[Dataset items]
------------------------------------------------------------------------

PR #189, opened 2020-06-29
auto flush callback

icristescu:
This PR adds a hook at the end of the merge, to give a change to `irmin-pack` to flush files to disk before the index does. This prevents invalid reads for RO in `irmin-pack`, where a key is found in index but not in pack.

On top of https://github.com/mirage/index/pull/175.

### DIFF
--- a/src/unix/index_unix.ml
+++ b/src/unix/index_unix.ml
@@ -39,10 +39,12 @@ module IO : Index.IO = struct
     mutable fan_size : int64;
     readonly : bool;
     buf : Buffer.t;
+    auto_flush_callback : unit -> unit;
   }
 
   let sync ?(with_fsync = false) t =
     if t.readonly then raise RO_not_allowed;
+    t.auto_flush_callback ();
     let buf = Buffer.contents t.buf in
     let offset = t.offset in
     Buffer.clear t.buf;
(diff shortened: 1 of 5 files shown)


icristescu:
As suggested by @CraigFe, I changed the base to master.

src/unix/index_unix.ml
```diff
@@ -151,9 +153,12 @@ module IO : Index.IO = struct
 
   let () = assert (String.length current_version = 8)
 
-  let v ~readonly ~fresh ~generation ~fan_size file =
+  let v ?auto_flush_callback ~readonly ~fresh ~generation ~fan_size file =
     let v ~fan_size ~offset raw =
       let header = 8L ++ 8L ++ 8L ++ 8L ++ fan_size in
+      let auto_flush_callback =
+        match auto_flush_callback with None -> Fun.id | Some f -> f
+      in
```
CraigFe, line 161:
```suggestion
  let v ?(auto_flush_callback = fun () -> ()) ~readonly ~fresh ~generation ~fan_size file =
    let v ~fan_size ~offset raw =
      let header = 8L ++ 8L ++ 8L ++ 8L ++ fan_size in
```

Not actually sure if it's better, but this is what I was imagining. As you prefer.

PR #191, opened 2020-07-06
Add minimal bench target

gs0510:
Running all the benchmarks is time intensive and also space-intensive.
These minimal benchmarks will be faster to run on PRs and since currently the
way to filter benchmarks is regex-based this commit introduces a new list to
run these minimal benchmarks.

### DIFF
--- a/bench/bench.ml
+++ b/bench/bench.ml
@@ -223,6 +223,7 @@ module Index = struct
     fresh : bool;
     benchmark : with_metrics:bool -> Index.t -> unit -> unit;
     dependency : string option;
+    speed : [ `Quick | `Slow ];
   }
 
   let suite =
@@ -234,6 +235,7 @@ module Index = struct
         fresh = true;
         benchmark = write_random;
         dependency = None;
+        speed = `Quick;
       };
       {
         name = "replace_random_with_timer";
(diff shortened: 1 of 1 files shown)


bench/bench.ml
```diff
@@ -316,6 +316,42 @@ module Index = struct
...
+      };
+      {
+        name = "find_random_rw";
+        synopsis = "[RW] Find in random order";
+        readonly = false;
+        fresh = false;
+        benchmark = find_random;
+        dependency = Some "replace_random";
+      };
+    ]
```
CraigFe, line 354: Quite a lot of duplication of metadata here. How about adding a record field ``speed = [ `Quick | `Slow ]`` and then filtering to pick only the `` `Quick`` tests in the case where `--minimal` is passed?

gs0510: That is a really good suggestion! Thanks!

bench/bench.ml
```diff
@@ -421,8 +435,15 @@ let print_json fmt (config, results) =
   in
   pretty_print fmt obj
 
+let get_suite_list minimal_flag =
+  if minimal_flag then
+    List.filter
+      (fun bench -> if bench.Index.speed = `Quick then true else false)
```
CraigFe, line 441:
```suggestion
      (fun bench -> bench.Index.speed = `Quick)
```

------------------------------------------------------------------------

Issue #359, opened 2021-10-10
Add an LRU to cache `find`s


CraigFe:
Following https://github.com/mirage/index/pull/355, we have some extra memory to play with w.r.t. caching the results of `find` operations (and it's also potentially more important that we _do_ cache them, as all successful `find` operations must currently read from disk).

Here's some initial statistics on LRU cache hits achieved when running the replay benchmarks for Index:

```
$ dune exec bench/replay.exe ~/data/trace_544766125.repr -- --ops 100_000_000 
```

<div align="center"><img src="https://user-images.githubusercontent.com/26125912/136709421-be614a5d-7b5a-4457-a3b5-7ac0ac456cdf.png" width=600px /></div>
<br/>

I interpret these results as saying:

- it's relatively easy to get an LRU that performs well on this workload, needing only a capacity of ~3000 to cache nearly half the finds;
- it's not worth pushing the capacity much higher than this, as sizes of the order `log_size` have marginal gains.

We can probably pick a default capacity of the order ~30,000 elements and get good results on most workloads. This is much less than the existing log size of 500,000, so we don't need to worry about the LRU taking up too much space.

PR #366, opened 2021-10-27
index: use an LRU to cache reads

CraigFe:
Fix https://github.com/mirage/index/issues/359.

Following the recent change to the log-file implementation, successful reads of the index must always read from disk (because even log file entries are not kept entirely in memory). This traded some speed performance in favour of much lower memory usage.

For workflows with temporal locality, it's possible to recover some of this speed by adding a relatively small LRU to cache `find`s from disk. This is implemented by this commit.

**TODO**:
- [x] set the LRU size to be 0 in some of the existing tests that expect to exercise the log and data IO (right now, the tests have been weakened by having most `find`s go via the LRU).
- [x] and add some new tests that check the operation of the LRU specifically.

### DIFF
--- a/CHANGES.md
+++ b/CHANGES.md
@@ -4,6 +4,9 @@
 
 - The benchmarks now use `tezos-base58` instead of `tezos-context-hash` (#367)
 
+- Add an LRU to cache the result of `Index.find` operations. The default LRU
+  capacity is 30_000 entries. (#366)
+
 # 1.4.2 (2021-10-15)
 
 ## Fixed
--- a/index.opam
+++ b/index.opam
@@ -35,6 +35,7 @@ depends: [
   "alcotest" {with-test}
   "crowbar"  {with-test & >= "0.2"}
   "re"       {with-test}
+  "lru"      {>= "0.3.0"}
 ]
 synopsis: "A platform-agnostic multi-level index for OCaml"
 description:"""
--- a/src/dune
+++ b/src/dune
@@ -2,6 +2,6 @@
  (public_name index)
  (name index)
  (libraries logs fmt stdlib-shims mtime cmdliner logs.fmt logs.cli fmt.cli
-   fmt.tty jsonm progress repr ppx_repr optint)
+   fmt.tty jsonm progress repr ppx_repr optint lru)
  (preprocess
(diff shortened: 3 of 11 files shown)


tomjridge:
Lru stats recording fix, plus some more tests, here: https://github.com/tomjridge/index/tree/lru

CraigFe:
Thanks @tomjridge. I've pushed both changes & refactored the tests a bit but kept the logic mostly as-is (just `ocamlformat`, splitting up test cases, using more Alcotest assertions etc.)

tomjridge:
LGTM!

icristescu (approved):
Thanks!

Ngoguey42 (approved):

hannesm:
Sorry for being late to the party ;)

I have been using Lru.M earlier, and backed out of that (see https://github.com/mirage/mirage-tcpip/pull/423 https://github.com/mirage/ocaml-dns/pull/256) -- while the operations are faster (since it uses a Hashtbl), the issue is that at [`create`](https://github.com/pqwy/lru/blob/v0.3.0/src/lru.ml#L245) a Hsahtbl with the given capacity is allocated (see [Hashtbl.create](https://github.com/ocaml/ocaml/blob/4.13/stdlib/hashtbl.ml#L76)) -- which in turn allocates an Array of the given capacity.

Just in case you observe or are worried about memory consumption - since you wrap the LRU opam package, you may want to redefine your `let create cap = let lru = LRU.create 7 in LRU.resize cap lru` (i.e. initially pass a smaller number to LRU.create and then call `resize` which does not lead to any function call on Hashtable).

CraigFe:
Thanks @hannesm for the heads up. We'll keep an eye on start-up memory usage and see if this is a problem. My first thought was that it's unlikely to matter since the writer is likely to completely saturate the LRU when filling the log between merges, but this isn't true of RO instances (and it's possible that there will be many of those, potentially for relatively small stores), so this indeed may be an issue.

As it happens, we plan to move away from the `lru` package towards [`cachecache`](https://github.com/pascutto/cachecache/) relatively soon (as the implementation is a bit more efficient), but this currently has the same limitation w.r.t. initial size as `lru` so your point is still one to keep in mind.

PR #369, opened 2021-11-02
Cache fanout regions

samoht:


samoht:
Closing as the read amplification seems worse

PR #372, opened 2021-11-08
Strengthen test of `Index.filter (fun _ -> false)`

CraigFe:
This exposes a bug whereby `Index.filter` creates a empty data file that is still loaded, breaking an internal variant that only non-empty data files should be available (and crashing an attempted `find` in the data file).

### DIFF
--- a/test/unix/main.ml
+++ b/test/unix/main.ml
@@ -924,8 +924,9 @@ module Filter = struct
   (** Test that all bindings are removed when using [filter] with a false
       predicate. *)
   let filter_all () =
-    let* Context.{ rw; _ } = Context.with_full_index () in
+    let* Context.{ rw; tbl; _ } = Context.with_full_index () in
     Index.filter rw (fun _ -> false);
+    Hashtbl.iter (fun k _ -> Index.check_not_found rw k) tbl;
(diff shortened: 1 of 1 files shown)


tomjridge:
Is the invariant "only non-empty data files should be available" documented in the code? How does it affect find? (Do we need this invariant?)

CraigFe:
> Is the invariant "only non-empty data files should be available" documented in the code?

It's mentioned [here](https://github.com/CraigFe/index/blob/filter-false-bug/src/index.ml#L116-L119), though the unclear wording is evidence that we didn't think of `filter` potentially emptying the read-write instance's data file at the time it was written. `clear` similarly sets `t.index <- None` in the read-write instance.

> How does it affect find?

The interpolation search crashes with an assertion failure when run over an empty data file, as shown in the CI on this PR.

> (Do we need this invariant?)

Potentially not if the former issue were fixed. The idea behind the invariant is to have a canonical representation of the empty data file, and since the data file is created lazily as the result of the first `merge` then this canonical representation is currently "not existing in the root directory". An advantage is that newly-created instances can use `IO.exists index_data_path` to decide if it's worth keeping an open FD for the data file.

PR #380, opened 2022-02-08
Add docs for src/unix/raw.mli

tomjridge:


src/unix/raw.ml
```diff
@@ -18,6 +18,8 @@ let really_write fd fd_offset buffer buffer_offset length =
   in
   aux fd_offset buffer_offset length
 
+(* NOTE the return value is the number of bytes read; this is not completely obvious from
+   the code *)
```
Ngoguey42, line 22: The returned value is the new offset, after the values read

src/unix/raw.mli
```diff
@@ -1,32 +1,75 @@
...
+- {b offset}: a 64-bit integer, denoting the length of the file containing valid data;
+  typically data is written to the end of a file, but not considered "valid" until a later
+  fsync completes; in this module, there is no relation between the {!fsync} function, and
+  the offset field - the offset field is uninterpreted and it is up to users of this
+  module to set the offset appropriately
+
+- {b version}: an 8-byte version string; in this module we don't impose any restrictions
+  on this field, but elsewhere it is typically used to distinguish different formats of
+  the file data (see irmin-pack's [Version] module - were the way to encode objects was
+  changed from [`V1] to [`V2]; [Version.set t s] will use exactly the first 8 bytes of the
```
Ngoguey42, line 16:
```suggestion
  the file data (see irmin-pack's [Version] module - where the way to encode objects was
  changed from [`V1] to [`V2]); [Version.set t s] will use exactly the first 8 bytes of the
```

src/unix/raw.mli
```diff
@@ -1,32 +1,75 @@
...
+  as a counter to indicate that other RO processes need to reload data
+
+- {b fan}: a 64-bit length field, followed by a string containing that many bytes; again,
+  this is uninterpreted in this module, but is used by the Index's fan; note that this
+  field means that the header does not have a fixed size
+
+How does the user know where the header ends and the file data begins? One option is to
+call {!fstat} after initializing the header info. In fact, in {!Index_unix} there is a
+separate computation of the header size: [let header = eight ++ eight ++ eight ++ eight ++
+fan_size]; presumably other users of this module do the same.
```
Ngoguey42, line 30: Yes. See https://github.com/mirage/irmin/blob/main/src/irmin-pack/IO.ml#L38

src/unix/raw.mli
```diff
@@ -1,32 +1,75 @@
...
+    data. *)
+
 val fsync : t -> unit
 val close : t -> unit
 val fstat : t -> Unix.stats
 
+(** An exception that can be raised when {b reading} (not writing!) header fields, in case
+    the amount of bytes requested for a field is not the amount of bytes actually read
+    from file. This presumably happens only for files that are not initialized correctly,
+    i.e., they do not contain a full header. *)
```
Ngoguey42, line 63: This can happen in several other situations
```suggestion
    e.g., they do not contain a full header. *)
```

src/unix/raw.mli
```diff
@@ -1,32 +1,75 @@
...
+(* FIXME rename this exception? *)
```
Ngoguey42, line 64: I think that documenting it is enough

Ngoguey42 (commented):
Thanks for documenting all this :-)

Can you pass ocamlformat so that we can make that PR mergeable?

------------------------------------------------------------------------

Please tally the lines of the entries that hold "adding" and give only the resulting number.

2